Cholinergic deficits in
Alzheimer's disease are typically assessed by
choline acetyltransferase, the
enzyme that synthesizes
acetylcholine. However, the determining step in
acetylcholine formation is
choline uptake via a high affinity transporter in nerve terminal membranes. Evaluating uptake is difficult because regulatory changes in transporter function decay rapidly postmortem. To overcome this problem, brain regions from patients with or without
Alzheimer's disease were frozen within 4 h of death and examined for both
choline acetyltransferase activity and for binding of [3H]-
hemicholinium-3 to the
choline transporter. Consistent with the loss of
cholinergic projections, cerebral cortical areas exhibited marked decreases in
enzyme activity whereas the putamen, a region not involved in
Alzheimer's disease, was unaffected. However, [3H]

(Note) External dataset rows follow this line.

PR #1553, opened 2022-06-15
Add map bounding box to region model

timoludwig:
### Short description

Add map bounding box to region model

### Proposed changes

- Add bounding coordinates fields to region model
- Automatically retrieve them via Nominatim API
- Show warning when locations are enabled but bounding box is unset

### Resolved issues

Fixes: #742


ulliholtgrave:
> > we should probably change the PLZ to required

hemicholinium-3 binding was significantly enhanced in the cortical regions. In the frontal cortex, the increase in [3H]
hemicholinium-3 binding far exceeded the loss of
choline acetyltransferase, indicating transporter overexpression beyond that necessary to offset loss of synaptic terminals. These results suggest that, in
Alzheimer's disease, the loss of
cholinergic function is not dictated simply by destruction of nerve terminals, but rather involves additional alterations in
choline utilization; interventions aimed at increasing the activity of cholinergic neurons may thus accelerate neurodegeneration.